─── Dataset
PR #6229, opened 2026-06-19
feat(runtime): add agent label to librefang_tool_call_total (#6226)

### LINKED ISSUE #6226: librefang_tool_call_total has no agent dimension — tool failures can't be attributed per-agent
## Summary

`librefang_tool_call_total` (added in #3495) is labeled only by `tool` and `outcome` — there is no agent dimension, so tool failures cannot be attributed to the agent that produced them.

## Current state

`record_tool_call_metric` emits the counter with exactly two attributes:

```rust
// crates/librefang-runtime/src/agent_loop/tool_call.rs:33
pub(super) fn record_tool_call_metric(tool_name: &str, is_error: bool) {
    let outcome = if is_error { "failure" } else { "success" };
    metrics::counter!(
        "librefang_tool_call_total",
        "tool" => sanitize_tool_label(tool_name),
        "outcome" => outcome,
    ).increment(1);
}
```

This is great for a global tool success/failure rate, but with N agents sharing the same tool (e.g. `shell_exec`), a single misbehaving agent is indistinguishable from healthy ones at the metric layer.

## Motivating scenario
──────
:: Work instruction ::
The entries above are to be restated word for word.

:: Result below ::
PR #6229, opened 2026-06-19
feat(runtime): add agent label to librefang_tool_call_total (#6226)

### LINKED ISSUE #6226: librefang_tool_call_total has no agent dimension — tool failures can't be attributed per-agent
## Summary

`librefang_tool_call_total` (added in #3495) is labeled only by `tool` and `outcome` — there is no agent dimension, so tool failures cannot be attributed to the agent that produced them.

## Current state

`record_tool_call_metric` emits the counter with exactly two attributes:

```rust
// crates/librefang-runtime/src/agent_loop/tool_call.rs:33
pub(super) fn record_tool_call_metric(tool_name: &str, is_error: bool) {
    let outcome = if is_error { "failure" } else { "success" };
    metrics::counter!(
        "librefang_tool_call_total",
        "tool" => sanitize_tool_label(tool_name),
        "outcome" => outcome,
    ).increment(1);
}
```

This is great for a global tool success/failure rate, but with N agents sharing the same tool (e.g. `shell_exec`), a single misbehaving agent is indistinguishable from healthy ones at the metric layer.

## Motivating scenario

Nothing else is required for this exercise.